[Stored data]
______
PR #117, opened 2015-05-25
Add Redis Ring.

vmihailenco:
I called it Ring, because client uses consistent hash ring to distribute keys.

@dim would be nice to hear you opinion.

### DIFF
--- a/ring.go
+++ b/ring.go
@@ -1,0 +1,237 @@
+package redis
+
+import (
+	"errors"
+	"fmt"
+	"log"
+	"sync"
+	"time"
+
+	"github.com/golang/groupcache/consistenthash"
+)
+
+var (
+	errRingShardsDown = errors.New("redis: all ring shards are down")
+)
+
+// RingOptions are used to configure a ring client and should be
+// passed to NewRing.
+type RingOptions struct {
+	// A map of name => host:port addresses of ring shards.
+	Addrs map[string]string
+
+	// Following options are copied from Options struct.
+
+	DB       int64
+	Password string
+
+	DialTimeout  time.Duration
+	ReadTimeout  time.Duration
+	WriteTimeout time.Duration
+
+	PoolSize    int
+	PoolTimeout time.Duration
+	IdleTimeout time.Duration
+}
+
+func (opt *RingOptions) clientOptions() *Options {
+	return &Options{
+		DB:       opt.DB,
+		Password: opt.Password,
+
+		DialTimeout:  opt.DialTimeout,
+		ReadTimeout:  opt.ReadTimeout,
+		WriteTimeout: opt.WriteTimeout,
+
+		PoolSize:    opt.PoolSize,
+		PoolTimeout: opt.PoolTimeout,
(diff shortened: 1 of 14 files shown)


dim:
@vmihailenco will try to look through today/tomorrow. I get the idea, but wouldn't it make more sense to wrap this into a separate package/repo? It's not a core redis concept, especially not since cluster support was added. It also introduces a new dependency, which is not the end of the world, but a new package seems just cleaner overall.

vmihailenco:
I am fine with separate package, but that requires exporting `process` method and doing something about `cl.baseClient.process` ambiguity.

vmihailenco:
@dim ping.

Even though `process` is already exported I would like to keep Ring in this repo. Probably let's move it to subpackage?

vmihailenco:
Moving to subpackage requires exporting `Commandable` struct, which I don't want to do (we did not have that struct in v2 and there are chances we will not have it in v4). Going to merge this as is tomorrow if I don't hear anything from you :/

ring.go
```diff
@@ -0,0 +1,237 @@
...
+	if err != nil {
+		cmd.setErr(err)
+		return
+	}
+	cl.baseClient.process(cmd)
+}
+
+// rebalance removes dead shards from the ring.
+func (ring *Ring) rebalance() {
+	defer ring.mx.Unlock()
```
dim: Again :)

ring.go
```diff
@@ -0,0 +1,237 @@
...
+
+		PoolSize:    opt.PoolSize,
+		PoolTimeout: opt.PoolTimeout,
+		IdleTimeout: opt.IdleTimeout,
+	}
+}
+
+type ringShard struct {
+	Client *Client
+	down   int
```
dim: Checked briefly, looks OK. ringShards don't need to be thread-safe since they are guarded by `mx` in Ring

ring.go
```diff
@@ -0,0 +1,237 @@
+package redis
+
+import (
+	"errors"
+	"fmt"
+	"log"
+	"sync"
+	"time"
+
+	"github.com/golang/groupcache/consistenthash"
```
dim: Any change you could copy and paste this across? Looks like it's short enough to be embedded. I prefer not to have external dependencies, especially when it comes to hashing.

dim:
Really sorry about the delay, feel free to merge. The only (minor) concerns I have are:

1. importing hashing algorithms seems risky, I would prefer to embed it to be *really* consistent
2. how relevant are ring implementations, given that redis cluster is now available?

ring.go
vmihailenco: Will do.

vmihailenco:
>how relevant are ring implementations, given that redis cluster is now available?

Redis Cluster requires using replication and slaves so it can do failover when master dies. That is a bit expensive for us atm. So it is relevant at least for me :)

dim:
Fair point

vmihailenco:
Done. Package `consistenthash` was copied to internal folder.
______
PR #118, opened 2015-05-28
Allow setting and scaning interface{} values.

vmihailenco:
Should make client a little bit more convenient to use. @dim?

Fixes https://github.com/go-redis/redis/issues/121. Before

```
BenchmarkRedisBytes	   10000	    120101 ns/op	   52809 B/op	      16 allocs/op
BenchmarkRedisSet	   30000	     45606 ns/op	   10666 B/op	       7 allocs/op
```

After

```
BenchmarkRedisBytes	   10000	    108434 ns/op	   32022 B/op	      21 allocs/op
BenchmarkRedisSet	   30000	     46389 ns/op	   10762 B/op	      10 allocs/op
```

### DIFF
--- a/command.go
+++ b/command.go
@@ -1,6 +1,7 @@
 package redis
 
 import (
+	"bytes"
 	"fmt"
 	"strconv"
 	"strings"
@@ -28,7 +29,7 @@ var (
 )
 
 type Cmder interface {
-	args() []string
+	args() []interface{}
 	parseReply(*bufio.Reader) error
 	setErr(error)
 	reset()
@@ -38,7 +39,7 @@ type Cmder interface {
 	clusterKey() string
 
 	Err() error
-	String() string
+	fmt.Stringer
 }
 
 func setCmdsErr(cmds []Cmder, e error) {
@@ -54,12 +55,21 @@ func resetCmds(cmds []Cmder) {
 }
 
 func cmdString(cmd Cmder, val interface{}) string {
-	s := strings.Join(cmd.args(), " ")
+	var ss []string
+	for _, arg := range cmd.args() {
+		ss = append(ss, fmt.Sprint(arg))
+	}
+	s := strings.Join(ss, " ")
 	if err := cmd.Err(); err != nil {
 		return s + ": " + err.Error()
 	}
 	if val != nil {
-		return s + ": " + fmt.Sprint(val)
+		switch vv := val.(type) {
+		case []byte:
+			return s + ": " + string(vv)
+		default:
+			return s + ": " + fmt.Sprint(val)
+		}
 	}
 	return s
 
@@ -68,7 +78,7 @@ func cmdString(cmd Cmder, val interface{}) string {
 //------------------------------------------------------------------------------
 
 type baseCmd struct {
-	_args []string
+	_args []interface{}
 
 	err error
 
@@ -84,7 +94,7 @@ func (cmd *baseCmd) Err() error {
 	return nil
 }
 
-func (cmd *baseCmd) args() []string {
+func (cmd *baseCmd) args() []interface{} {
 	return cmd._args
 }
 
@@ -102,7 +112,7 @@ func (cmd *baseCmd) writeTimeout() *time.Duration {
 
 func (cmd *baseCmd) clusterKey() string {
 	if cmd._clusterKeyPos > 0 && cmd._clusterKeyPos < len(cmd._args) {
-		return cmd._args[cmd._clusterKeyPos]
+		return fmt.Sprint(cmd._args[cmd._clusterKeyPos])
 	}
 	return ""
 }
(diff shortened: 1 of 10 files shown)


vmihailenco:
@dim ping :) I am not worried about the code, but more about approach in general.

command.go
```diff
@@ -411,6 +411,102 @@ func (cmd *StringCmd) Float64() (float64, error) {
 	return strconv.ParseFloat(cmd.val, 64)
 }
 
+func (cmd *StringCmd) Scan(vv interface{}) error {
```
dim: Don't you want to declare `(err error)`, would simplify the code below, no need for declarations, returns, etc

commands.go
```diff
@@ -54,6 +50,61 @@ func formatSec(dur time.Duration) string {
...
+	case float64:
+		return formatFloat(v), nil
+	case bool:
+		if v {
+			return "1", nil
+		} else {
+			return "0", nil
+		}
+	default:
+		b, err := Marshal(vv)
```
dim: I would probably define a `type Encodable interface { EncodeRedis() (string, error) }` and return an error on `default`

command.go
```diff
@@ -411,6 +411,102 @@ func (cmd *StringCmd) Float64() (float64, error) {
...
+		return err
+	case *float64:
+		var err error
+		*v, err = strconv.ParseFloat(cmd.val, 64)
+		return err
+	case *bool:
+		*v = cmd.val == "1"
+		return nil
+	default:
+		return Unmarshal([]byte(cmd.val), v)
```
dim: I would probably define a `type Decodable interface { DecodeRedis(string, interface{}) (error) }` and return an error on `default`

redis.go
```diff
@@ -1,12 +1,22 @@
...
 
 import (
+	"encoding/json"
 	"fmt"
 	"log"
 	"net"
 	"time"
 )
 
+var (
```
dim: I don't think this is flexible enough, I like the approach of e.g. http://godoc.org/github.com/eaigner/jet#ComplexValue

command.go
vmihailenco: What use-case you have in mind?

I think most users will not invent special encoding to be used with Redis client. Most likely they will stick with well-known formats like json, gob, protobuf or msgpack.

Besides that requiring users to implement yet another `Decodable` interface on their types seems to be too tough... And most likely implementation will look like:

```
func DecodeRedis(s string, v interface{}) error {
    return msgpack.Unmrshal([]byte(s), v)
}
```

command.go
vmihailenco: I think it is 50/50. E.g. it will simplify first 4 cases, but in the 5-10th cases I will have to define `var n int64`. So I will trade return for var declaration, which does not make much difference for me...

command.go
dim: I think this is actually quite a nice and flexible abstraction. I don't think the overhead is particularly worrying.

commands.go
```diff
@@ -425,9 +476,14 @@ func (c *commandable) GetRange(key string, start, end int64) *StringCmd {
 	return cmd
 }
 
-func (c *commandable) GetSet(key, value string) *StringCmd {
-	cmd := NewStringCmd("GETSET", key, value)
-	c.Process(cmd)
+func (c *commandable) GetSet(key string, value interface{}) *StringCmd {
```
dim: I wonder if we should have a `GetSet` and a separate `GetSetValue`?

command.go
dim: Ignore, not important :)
______
**WORK TO COMPLETE**.
What lines in the records contain the word "IdleTimeout"? Return each one.

**ANSWER BOX**.
+	IdleTimeout time.Duration
+		IdleTimeout: opt.IdleTimeout,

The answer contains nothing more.